Tuesday, March 20, 2012

The Cross: The Measure of Love

Abingdon Press is publishing The Best of Will Willimon this year, a collection of some of my writing from Abingdon. As we move through Lent, season of the cross, I’m sharing some of these selections related to the theme of the cross.

To tell the truth, Lord Jesus, we weren’t that close to your cross when the soldiers nailed you to the wood and hoisted you up over Golgotha. But from where we were standing, at a safe distance, it looked to us like your arms were extended just about as far as they could go. It made us very uncomfortable to see your arms stretched out so very wide.

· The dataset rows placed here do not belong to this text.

PR #1105, opened 2016-02-10
a mostly null rkt manager implementation to support fs tracking

sjpotter:
prototype poc for kubernetes usage

so this this is a bit more involved than what I previously did, but probably also much cleaner.  In general for now users would use manager.New() to instantiate a normal docker manager, but for kubernetes we can use the NewRktManager() instead 

@yifan-gu @jonboulle @vishh


sjpotter:
same issue as before, trying to fix, will probably be a bad commit then a reset again

sjpotter:
I should note that this isn't ready there's a lot of interplay between container/ and manager/ which I haven't figured out yet, posted this now so that there can be discussion.

sjpotter:
@k8s-bot test this

container/rkt/factory.go
```diff
@@ -0,0 +1,67 @@
...
+	"flag"
+	"fmt"
+
+	"github.com/google/cadvisor/container"
+	"github.com/google/cadvisor/fs"
+	info "github.com/google/cadvisor/info/v1"
+)
+
+// Basepath to all container specific information that libcontainer stores.
+var rktPath = flag.String("rktPath", "/var/lib/rkt", "Absolute path to the Rkt root directory (default: /var/lib/rkt)")
```
timstclair: (nit) flag adds the default value into the usage string, so you don't need it in the description (it's only needed when the default is filled in later).

timstclair: (nit) flags should be lowercase. Unfortunately there doesn't seem to be a convention for separating words with `_` `-` or no separator.

fs/fs.go
```diff
@@ -62,6 +63,7 @@ type Context struct {
 	// docker root directory.
 	DockerRoot string
 	DockerInfo map[string]string
+	RktPath    string
```
timstclair: Should this be `RktRoot` for consistency, or does this represent something different from `DockerRoot`?

fs/fs.go
```diff
@@ -102,7 +104,13 @@ func NewFsInfo(context Context) (FsInfo, error) {
...
 	// need to call this before the log line below printing out the partitions, as this function may
 	// add a "partition" for devicemapper to fsInfo.partitions
-	fsInfo.addDockerImagesLabel(context)
+	if context.DockerRoot != "" {
+		fsInfo.addDockerImagesLabel(context)
+	}
+
+	if context.RktPath != "" {
+		fsInfo.addRktImagesLabel(context)
+	}
```
timstclair: What if instead of hardcoding this, we created an `FsHandler` abstraction, and create a docker & rkt implemention in the respective Container directory, and have each implementation register itself? Then here you just loop over all the registered `FsHandler`s and call `handler.AddImagesLabel`?

manager/rkt_manager.go
```diff
@@ -0,0 +1,665 @@
+// Copyright 2014 Google Inc. All Rights Reserved.
```
timstclair: (nit) 2016

manager/rkt_manager.go
```diff
@@ -0,0 +1,665 @@
...
+	cadvisorContainer        string
+	inHostNamespace          bool
+	loadReader               cpuload.CpuLoadReader
+	eventHandler             events.EventManager
+	startupTime              time.Time
+	maxHousekeepingInterval  time.Duration
+	allowDynamicHousekeeping bool
+}
+
+func NewRktManager(memoryCache *memory.InMemoryCache, sysfs sysfs.SysFs, maxHousekeepingInterval time.Duration, allowDynamicHousekeeping bool, rktPath string) (Manager, error) {
```
timstclair: I don't think Manager is the right level of abstraction for splitting container runtimes. I know it currently integrates some docker concepts, but I'd rather see those concepts abstracted out. I think we should try to stick with ContainerHandler as the runtime abstraction, and move the problematic points of the manager to the ContainerHandlers.

container/rkt/factory.go
sjpotter: first nit just copied from manager.go (i.e. default listed there)

second nit, I'll do that.

fs/fs.go
sjpotter: Rkt seems to refer to it as RktPath so was trying to be consistent with that.

manager/rkt_manager.go
sjpotter: oh, I agree that there is a lot of duplicated code.  plan today was to try to refactor out the duplicate code and make a ManagerInternal interface that it would use.

wishing go had abstract classes though.

fs/fs.go
timstclair: Ok. I started my review at too fine a grain (sorry). We can ignore this fore now.

manager/rkt_manager.go
timstclair: Ok. I think it would be better to try and tackle this from the ContainerHandler interface before creating a second manager though. BTW, if you're still developing this PR, can you add `[WIP]` to the title?

sjpotter: and I'm thinking basically what you're saying is that the current manager.go is good enough but can stick in some switch statements to control which container handler is loaded?

sjpotter:
@timstclair is what I just pushed along the lines of what you were thinking?

sjpotter:
is the above jenkins error a failure in the testing infrastructure or in my code?  looks like in the testig infrastructure?

"F0210 20:23:56.256849   11661 runner.go:286] Error 0: error reading local log file: open ./log.txt: no such file or directory"

timstclair:
> @timstclair is what I just pushed along the lines of what you were thinking?

Closer, but rather than a bunch of switch statements I think it would be better to encapsulate those branch points in the ContainerHandler, and simply delegate to the container handler at that point. The manager might need a list of handlers (e.g. for Raw containers), but I'm not sure exactly how that would work. Maybe it would be good to schedule a VC meeting to discuss this in more detail?

sjpotter:
so instead of the the container handler being instantiated in the manager,
have it passed to the manager with some more methods to call the specific
functionality needed?  i.e. CreateFSContext() for that stuff?

timstclair:
Yeah, that's the gist of it. Or, the ContainerHandler could be instantiated in the manager, but I'm trying to reduce the number of places `switch containerRuntime { ... }` is needed. So, having one switch to instantiate the runtime (or delegate to a factory) would be acceptable.

container/rkt/factory.go
```diff
@@ -0,0 +1,67 @@
...
+	"flag"
+	"fmt"
+
+	"github.com/google/cadvisor/container"
+	"github.com/google/cadvisor/fs"
+	info "github.com/google/cadvisor/info/v1"
+)
+
+// Basepath to all container specific information that libcontainer stores.
+var rktPath = flag.String("rkt_path", "/var/lib/rkt", "Absolute path to the Rkt root directory")
```
vishh: nit: The current code base is complex because flags are configured alongside regular code. Since you are adding new (and better) code, can we move the flags to a top level file and inject it into this package? 
So instead of providing a static method in this package, the path will only be returned from a `rkt` factory object.
I intend to perform a similar surgery on the docker factory.

Also, is it possible to auto-detect this path?

sjpotter: I'm hoping to get this info from the rkt api-service at some point in time,
but right now that service is limited.

vishh: If there is a plan to switch to the service, then how will the existing
method be modified to get the path from the service? We have the exact same
issue with docker factory :(

sjpotter:
the above commit (and a small fix that will come) pulls out the container configuration into its own factory method

sjpotter:
though apparently it seems to insist on me assigning copyright to google?

vishh:
Closing this in favor of #1120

Yet you tended to do that, even before you got your cross. Seeing you hanging there, arms in such unnatural embrace, we recalled how troublesome was your reach throughout your ministry, a real pain. First the dirty, common fisherfolk whom you called to abandon their families and follow you, then the tax collectors, the whores, the lepers, the stumbling blind and crawling lame, cruel Roman soldiers, bleeding women, clergy, even corpses, all responding to your touch, all caught within your grasp. A Savior can’t reach that far and not expect to be punished for it. And on Friday, God knows you paid dearly for your barrier-breaking, boundary-bursting reach.

You overreached.

How wide is your reach? See, even now, the nails through your hands cannot constrain you. You stoop, strain, bend, and grab, reaching down all the way to hell itself, determined to gather, to reap, to have all us sinners, dead or alive, no matter what the sin, all in your clutch, all in your embrace.

We gather here, at the foot of your cross as those who have been grabbed, got hold of, by a Lord whose reach knows no bounds. So this day, this fateful Friday, we warn those not yet reached—Hitler, Stalin, the woman sitting next to us today on the bus, the man who yesterday cut us off in traffic and grinned about it, the one who so wronged me that I hate him and wish he were not, the Palestinian who strapped the plastic explosive to herself and pulled the cord hoping to take some Jewish children with her—beware. Take it from us sinners: His reach is without bounds, His embrace wide, determined and irresistible. He will have you, if He has to die trying. Amen.